[WORK TO COMPLETE] In full and unaltered, output the records below.
SOURCE DATA below:
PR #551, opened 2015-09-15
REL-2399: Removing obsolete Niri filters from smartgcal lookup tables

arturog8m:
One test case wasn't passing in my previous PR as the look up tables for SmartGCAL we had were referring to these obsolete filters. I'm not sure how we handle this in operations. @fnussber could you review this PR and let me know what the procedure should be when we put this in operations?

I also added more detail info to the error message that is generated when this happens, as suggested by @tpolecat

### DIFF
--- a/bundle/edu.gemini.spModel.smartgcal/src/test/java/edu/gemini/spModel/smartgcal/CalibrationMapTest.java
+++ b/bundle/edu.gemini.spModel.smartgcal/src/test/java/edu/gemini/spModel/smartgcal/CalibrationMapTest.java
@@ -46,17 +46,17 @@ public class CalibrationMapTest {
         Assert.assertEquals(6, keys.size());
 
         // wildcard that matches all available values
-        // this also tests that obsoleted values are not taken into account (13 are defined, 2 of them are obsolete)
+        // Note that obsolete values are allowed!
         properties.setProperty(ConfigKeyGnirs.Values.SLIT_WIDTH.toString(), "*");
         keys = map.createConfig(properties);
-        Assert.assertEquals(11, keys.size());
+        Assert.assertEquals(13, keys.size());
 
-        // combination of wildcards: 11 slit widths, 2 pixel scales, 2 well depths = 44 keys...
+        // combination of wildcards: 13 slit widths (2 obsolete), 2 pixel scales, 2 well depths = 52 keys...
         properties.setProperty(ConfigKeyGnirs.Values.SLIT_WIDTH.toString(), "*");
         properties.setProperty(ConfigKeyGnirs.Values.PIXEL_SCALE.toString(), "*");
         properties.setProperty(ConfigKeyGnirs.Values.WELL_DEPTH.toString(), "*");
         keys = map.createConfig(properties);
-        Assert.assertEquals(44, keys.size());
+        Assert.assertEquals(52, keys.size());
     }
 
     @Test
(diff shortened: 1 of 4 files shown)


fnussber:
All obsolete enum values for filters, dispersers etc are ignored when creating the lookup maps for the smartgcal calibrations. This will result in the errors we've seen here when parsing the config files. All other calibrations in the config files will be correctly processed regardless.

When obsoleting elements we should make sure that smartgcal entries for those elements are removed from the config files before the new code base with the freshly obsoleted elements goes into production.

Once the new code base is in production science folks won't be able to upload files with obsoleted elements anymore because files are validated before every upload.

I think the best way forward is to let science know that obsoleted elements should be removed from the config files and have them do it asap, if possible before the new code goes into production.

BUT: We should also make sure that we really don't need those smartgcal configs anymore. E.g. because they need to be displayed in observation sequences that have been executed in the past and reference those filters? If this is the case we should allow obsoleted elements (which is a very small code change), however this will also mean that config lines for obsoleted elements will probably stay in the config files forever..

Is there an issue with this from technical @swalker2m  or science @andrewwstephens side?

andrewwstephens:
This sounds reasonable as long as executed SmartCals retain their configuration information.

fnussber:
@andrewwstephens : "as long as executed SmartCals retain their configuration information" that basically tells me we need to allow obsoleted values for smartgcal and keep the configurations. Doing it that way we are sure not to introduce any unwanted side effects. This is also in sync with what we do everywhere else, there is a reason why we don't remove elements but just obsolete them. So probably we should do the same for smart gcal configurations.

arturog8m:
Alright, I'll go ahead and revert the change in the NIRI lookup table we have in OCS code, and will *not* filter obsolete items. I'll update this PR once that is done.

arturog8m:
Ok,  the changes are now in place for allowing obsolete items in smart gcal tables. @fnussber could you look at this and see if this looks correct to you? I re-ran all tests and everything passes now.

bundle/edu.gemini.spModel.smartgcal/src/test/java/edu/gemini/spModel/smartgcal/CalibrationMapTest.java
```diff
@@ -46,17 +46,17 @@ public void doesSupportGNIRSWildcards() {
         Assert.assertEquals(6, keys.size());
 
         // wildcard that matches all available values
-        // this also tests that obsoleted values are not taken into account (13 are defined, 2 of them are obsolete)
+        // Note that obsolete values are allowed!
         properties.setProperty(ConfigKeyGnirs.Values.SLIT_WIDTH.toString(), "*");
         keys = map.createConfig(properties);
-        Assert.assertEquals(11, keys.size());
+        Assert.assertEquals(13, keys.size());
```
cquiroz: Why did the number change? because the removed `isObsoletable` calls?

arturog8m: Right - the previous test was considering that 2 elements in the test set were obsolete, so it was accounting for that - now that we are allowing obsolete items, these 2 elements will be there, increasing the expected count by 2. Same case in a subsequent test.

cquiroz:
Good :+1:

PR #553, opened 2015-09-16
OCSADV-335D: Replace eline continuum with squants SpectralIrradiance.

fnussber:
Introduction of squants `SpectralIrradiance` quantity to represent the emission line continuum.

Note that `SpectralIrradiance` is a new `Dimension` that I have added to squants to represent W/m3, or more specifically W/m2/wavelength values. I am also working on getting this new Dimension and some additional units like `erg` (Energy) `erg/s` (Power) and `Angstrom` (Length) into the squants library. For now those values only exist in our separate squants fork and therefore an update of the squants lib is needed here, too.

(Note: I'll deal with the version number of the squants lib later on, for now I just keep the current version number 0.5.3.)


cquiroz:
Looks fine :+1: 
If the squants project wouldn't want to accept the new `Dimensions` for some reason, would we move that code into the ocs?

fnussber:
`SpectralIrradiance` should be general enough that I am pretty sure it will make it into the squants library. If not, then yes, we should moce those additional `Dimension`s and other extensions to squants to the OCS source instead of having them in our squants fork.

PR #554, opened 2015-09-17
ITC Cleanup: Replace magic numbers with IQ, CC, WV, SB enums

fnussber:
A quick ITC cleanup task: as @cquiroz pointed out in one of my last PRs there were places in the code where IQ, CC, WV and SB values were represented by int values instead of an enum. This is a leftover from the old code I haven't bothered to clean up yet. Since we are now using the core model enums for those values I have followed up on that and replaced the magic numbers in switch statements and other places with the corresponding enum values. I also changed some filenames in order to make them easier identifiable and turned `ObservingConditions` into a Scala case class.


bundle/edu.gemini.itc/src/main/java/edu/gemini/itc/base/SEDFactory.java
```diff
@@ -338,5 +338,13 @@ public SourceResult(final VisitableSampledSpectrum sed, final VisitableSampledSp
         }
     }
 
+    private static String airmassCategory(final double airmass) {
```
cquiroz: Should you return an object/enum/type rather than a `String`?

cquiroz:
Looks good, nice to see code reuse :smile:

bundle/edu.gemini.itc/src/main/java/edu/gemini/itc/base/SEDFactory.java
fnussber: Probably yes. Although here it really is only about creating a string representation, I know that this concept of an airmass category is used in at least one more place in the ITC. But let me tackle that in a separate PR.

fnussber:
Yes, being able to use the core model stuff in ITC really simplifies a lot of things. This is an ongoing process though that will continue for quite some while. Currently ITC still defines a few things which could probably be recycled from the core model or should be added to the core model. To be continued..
End of SOURCE DATA.
[RESULT BELOW]
PR #551, opened 2015-09-15
REL-2399: Removing obsolete Niri filters from smartgcal lookup tables

arturog8m:
One test case wasn't passing in my previous PR as the look up tables for SmartGCAL we had were referring to these obsolete filters. I'm not sure how we handle this in operations. @fnussber could you review this PR and let me know what the procedure should be when we put this in operations?

I also added more detail info to the error message that is generated when this happens, as suggested by @tpolecat

### DIFF
--- a/bundle/edu.gemini.spModel.smartgcal/src/test/java/edu/gemini/spModel/smartgcal/CalibrationMapTest.java
+++ b/bundle/edu.gemini.spModel.smartgcal/src/test/java/edu/gemini/spModel/smartgcal/CalibrationMapTest.java
@@ -46,17 +46,17 @@ public class CalibrationMapTest {
         Assert.assertEquals(6, keys.size());
 
         // wildcard that matches all available values
-        // this also tests that obsoleted values are not taken into account (13 are defined, 2 of them are obsolete)
+        // Note that obsolete values are allowed!
         properties.setProperty(ConfigKeyGnirs.Values.SLIT_WIDTH.toString(), "*");
         keys = map.createConfig(properties);
-        Assert.assertEquals(11, keys.size());
+        Assert.assertEquals(13, keys.size());
 
-        // combination of wildcards: 11 slit widths, 2 pixel scales, 2 well depths = 44 keys...
+        // combination of wildcards: 13 slit widths (2 obsolete), 2 pixel scales, 2 well depths = 52 keys...
         properties.setProperty(ConfigKeyGnirs.Values.SLIT_WIDTH.toString(), "*");
         properties.setProperty(ConfigKeyGnirs.Values.PIXEL_SCALE.toString(), "*");
         properties.setProperty(ConfigKeyGnirs.Values.WELL_DEPTH.toString(), "*");
         keys = map.createConfig(properties);
-        Assert.assertEquals(44, keys.size());
+        Assert.assertEquals(52, keys.size());
     }
 
     @Test
(diff shortened: 1 of 4 files shown)


fnussber:
All obsolete enum values for filters, dispersers etc are ignored when creating the lookup maps for the smartgcal calibrations. This will result in the errors we've seen here when parsing the config files. All other calibrations in the config files will be correctly processed regardless.

When obsoleting elements we should make sure that smartgcal entries for those elements are removed from the config files before the new code base with the freshly obsoleted elements goes into production.

Once the new code base is in production science folks won't be able to upload files with obsoleted elements anymore because files are validated before every upload.

I think the best way forward is to let science know that obsoleted elements should be removed from the config files and have them do it asap, if possible before the new code goes into production.

BUT: We should also make sure that we really don't need those smartgcal configs anymore. E.g. because they need to be displayed in observation sequences that have been executed in the past and reference those filters? If this is the case we should allow obsoleted elements (which is a very small code change), however this will also mean that config lines for obsoleted elements will probably stay in the config files forever..

Is there an issue with this from technical @swalker2m  or science @andrewwstephens side?

andrewwstephens:
This sounds reasonable as long as executed SmartCals retain their configuration information.

fnussber:
@andrewwstephens : "as long as executed SmartCals retain their configuration information" that basically tells me we need to allow obsoleted values for smartgcal and keep the configurations. Doing it that way we are sure not to introduce any unwanted side effects. This is also in sync with what we do everywhere else, there is a reason why we don't remove elements but just obsolete them. So probably we should do the same for smart gcal configurations.

arturog8m:
Alright, I'll go ahead and revert the change in the NIRI lookup table we have in OCS code, and will *not* filter obsolete items. I'll update this PR once that is done.

arturog8m:
Ok,  the changes are now in place for allowing obsolete items in smart gcal tables. @fnussber could you look at this and see if this looks correct to you? I re-ran all tests and everything passes now.

bundle/edu.gemini.spModel.smartgcal/src/test/java/edu/gemini/spModel/smartgcal/CalibrationMapTest.java
```diff
@@ -46,17 +46,17 @@ public void doesSupportGNIRSWildcards() {
         Assert.assertEquals(6, keys.size());
 
         // wildcard that matches all available values
-        // this also tests that obsoleted values are not taken into account (13 are defined, 2 of them are obsolete)
+        // Note that obsolete values are allowed!
         properties.setProperty(ConfigKeyGnirs.Values.SLIT_WIDTH.toString(), "*");
         keys = map.createConfig(properties);
-        Assert.assertEquals(11, keys.size());
+        Assert.assertEquals(13, keys.size());
```
cquiroz: Why did the number change? because the removed `isObsoletable` calls?

arturog8m: Right - the previous test was considering that 2 elements in the test set were obsolete, so it was accounting for that - now that we are allowing obsolete items, these 2 elements will be there, increasing the expected count by 2. Same case in a subsequent test.

cquiroz:
Good :+1:

PR #553, opened 2015-09-16
OCSADV-335D: Replace eline continuum with squants SpectralIrradiance.

fnussber:
Introduction of squants `SpectralIrradiance` quantity to represent the emission line continuum.

Note that `SpectralIrradiance` is a new `Dimension` that I have added to squants to represent W/m3, or more specifically W/m2/wavelength values. I am also working on getting this new Dimension and some additional units like `erg` (Energy) `erg/s` (Power) and `Angstrom` (Length) into the squants library. For now those values only exist in our separate squants fork and therefore an update of the squants lib is needed here, too.

(Note: I'll deal with the version number of the squants lib later on, for now I just keep the current version number 0.5.3.)


cquiroz:
Looks fine :+1: 
If the squants project wouldn't want to accept the new `Dimensions` for some reason, would we move that code into the ocs?

fnussber:
`SpectralIrradiance` should be general enough that I am pretty sure it will make it into the squants library. If not, then yes, we should moce those additional `Dimension`s and other extensions to squants to the OCS source instead of having them in our squants fork.

PR #554, opened 2015-09-17
ITC Cleanup: Replace magic numbers with IQ, CC, WV, SB enums

fnussber:
A quick ITC cleanup task: as @cquiroz pointed out in one of my last PRs there were places in the code where IQ, CC, WV and SB values were represented by int values instead of an enum. This is a leftover from the old code I haven't bothered to clean up yet. Since we are now using the core model enums for those values I have followed up on that and replaced the magic numbers in switch statements and other places with the corresponding enum values. I also changed some filenames in order to make them easier identifiable and turned `ObservingConditions` into a Scala case class.


bundle/edu.gemini.itc/src/main/java/edu/gemini/itc/base/SEDFactory.java
```diff
@@ -338,5 +338,13 @@ public SourceResult(final VisitableSampledSpectrum sed, final VisitableSampledSp
         }
     }
 
+    private static String airmassCategory(final double airmass) {
```
cquiroz: Should you return an object/enum/type rather than a `String`?

cquiroz:
Looks good, nice to see code reuse :smile:

bundle/edu.gemini.itc/src/main/java/edu/gemini/itc/base/SEDFactory.java
fnussber: Probably yes. Although here it really is only about creating a string representation, I know that this concept of an airmass category is used in at least one more place in the ITC. But let me tackle that in a separate PR.

fnussber:
Yes, being able to use the core model stuff in ITC really simplifies a lot of things. This is an ongoing process though that will continue for quite some while. Currently ITC still defines a few things which could probably be recycled from the core model or should be added to the core model. To be continued..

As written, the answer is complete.